4. What Is the Likely Neuroanatomical Defect?
Since the field of neurology seeks to correlate the neuroanatomy with the defect in function, the student of neurology should constantly be learning the function of the various brain centers and the neural conduits to the end organ. Conveniently, neurology can be subdivided into compartments such as movement disorders, stroke, tumor, and metabolic disorders for the purpose of reading; yet, the patient can have a disease process that affects more than one central nervous function.
5. What Are the Risk Factors for This Condition?
Understanding the risk factors helps the practitioner to establish a diagnosis and to determine how to interpret tests. For example, understanding risk factor analysis may help in the management of a 55-year-old woman with carotid insufficiency. If the patient has risk factors for a carotid arterial plaque (such as diabetes, hypertension, and hyperlipidemia) and complains of transient episodes of extremity weakness or numbness, she may have either an embolic or thrombotic disease mechanism.
CLINICAL PEARLS
Being able to assess risk factors helps to guide testing and develop the differential diagnosis.
6. What Are the Complications Associated with the Disease Process?
Clinicians must be cognizant of the complications of a disease, so that they will understand how to follow and monitor the patient. Sometimes the student will have to make the diagnosis from clinical clues and then apply his or her knowledge of the consequences of the pathologic process. For example, “A 26-year-old man complains of severe throbbing headache with clear nasal drainage.” If the patient has had similar episodes, this is likely a cluster headache. However, if the phrase is added, “The patient is noted to have dilated pupils and tachycardia,” then he is likely a user of cocaine. Understanding the types of consequences also helps the clinician to be aware of the dangers to a patient. Cocaine intoxication has far different consequences such as myocardial infarction, stroke, and malignant hypertension.
7. What Is the Best Therapy?
To answer this question, not only do clinicians need to reach the correct diagnosis and assess the severity of the condition, but they must also weigh the situation to determine the appropriate intervention. For the student, knowing exact dosages is not as important as understanding the best medication, route of delivery, mechanism of action, and possible complications. It is important for the student to be able to verbalize the diagnosis and the rationale for the therapy.
CLINICAL PEARLS
Therapy should be logically based on the severity of disease and the specific diagnosis. An exception to this rule is in an emergent situation such as respiratory failure or shock when the patient needs treatment even as the etiology is being investigated.
SUMMARY
1. There is no replacement for a meticulous history and physical examination.

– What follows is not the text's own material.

PR #107, opened 2024-07-24
Configure exporter default aggregation and temporality preference

jack-berg:
With https://github.com/open-telemetry/opentelemetry-specification/pull/4142 merged, the spec now has explicit configuration options for each metric exporter's temporality preference and default temporality.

2. There are four steps in the clinical approach to the neurology patient: Making the diagnosis, assessing severity, treating based on severity, and following the response.
3. There are seven questions that help to bridge the gap between the textbook and the clinical arena.
REFERENCES
Folstein MF, Folstein SE, McHugh PR. Mini-mental state: a practical method for grading the state of patients for the clinician. J Psychiatr Res. 1975;12:189-198.
Simon R, Greenberg D, Aminoff M. The neurological examination. In: Simon R, Greenberg D, Aminoff M, eds. Clinical Neurology, 7th ed. New York, NY: McGraw-Hill Publishers; 2009.